莱妮丝收拾好桌上的文件。
她站起身,整理了一下那身剪裁得体的长裙,恢复了平日里那位精明干练的赫本商行大小姐模样。
就在她手搭上门把手即将离开时,法伦像是突然想起了什么,随口问了一句:
“对了,戏剧社那边怎么样了?”
说起来也有些惭愧,虽然他现在贵为圆桌会会长,甚至已经踏入了传奇的领域,但他的名字至今还挂在阿瓦隆学院戏剧社的名单上。
因为之前的魔婴狩猎、流落绿茵联盟以及后续的一系列破事,这个学期的招新活动他可谓是完美错过。
作为曾经的“台柱子”兼编剧,法伦觉得自己有必要关心一下老东家的死活。
然而,话音刚落,上一秒还雷厉风行的莱妮丝,下一秒就像是被抽走了脊梁骨。
“啪”的一声。
她手中的文件袋滑落在地,整个人顺势瘫软,直接跌回了柔软的真皮沙发里。
她用一种极其幽怨、仿佛被负心汉抛弃了的糟糠之妻般的眼神,死死地盯着法伦。
“唉……”
一声长叹,百转千回,听得法伦头皮发麻。
莱妮丝从口袋里掏出一条不知道什么时候准备好的手帕,虚擦了一下并没有眼泪的眼角,带着哭腔说道:“你还知道问啊?我们的法伦大会长?这剧作家一走就是大半个月,音信全无,我们是一点办法都没有了……”
“你是不知道,现在的社团活动室有多冷清。
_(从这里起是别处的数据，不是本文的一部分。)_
PR #510, opened 2023-11-10
delete Temp files on clear button pressed

milosilic:
When a file is uploaded using FileUpload2 or FileUploadMultiple and then cleared from the element using clear button, it will remain hanging in temp folder of server. 
This PR should fix that

### DIFF
--- a/to.etc.domui/src/main/java/to/etc/domui/component/upload/FileUpload2.java
+++ b/to.etc.domui/src/main/java/to/etc/domui/component/upload/FileUpload2.java
@@ -49,6 +49,7 @@ import to.etc.domui.util.DomUtil;
 import to.etc.domui.util.Msgs;
 import to.etc.domui.util.upload.FileUploadException;
 import to.etc.domui.util.upload.UploadItem;
+import to.etc.util.FileTool;
 
 import java.util.ArrayList;
 import java.util.Arrays;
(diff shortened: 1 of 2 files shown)


to.etc.domui/src/main/java/to/etc/domui/component/upload/FileUpload2.java
```diff
@@ -313,6 +314,7 @@ private void clearClicked() throws Exception {
 	public void clear() throws Exception {
 		if(m_value == null)
 			return;
+		FileTool.closeAll(m_value.getFile());
```
millevlada, line 317: since it might be unclear why is that needed, we could add an comment next to it:
//removes created temp file

to.etc.domui/src/main/java/to/etc/domui/component/upload/FileUploadMultiple.java
```diff
@@ -191,6 +192,7 @@ private void renderValue(Div valueD, UploadItem uploadItem) {
 		d.add(uploadItem.getRemoteFileName());
 		btn.setClicked(a -> {
 			m_value.remove(uploadItem);
+			FileTool.closeAll(uploadItem);
```
millevlada, line 195: same here, comment would help to understand why this code is useful

to.etc.domui/src/main/java/to/etc/domui/component/upload/FileUploadMultiple.java
```diff
@@ -245,10 +247,10 @@ private void validate() {
 		}
 	}
 
-	@Override public void setValue(@Nullable List<UploadItem> value) {
+	@Override
```
millevlada, line 250: this was not necessary change, we try not to change unchanged code

fjalvingh (approved):

PR #511, opened 2023-11-13
register uploaded items for delete

milosilic:
If m_isRegisterAutoCleanup is set, all files that are uploaded in temp folder of the server using FileUploadMultiple component will be deleted at end of conversation time


to.etc.domui/src/main/java/to/etc/domui/component/upload/FileUploadMultiple.java
```diff
@@ -345,6 +347,9 @@ public boolean handleUploadRequest(@NonNull RequestContextImpl param, @NonNull C
 			if(uiar != null) {
 				for(UploadItem ui : uiar) {
 					m_value.add(ui);
+					if(m_isRegisterAutoCleanup){
+						conversation.registerTempFile(ui.getFile());
```
fjalvingh, line 351: getFile() can return null in which case it should not be passed to registerTempFile().

fjalvingh:
I did a similar fix but everywhere where it was needed, so this PR is no longer needed.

因为没有新剧本,贝贝每天除了咬她那个怪兽皮套的尾巴,就只能蹲在角落里发呆,期盼着下一次上场的机会。那孩子……都饿瘦了。”
法伦瞬间冒汗。
虽然知道莱妮丝是在演戏,但这措辞、这语气、这表情,不知道的还以为他法伦是个始乱终弃的渣男,把一家老小扔在家里不管不顾。
“停停停!”法伦连忙举手投降,“我的错,我的锅。剧本我已经在构思了,很快,最多三天,我就把新剧本给你们,行了吧?”
见到法伦那副有些滑稽的吃瘪表情,莱妮丝脸上的悲戚瞬间收敛,像是完成了恶作剧的小恶魔一般,冲着法伦做了个鬼脸。
“行了行了,逗你的。”
莱妮丝捡起地上的文件袋,重新站直了身子,语气轻松地说道:“知道你忙,现在的你可是大人物了。不过说来也怪,也许是多亏了你那个‘传奇’的名头?现在戏剧社虽然没什么新戏,但慕名而来的新人倒是不少。现在的排练室可比以前热闹多了。”
她走到门口,回头看了法伦一眼,眼神中带着一丝真诚的笑意:
“有空的话,记得回来看看。大家其实都挺想你的,特别是贝贝。”
说完,她推门而出,高跟鞋敲击地面的清脆声响渐渐远去。
法伦松了口气,有些无奈地摇了摇头。
这女人,果然是天生的演员。
就在莱妮丝前脚刚走,办公室的门后脚就被推开了。
一直在隔壁房间整理会议纪要的千代走了进来。
她手里端着一个新的茶杯,眼神在空气中那种还未完全消散的、属于莱妮丝的高级香水味上停留了一瞬,又看了看正坐在沙发上擦汗的法伦。
那种女人的第六感雷达瞬间启动。
“刚刚……”千代一边给法伦换上热茶,一边状似无意地问道,“莱妮丝学姐似乎在里面待了很久?而且走的时候表情很丰富?”
虽然她知道两人是在谈正事,但刚才那种又是哭诉又是笑闹的动静,隔着门板都能感觉到一丝微妙。
“没什么。”法伦端起茶杯,战术性喝水,“只是作为一个优秀的戏剧社社长,她在向我展示她的专业素养罢了。”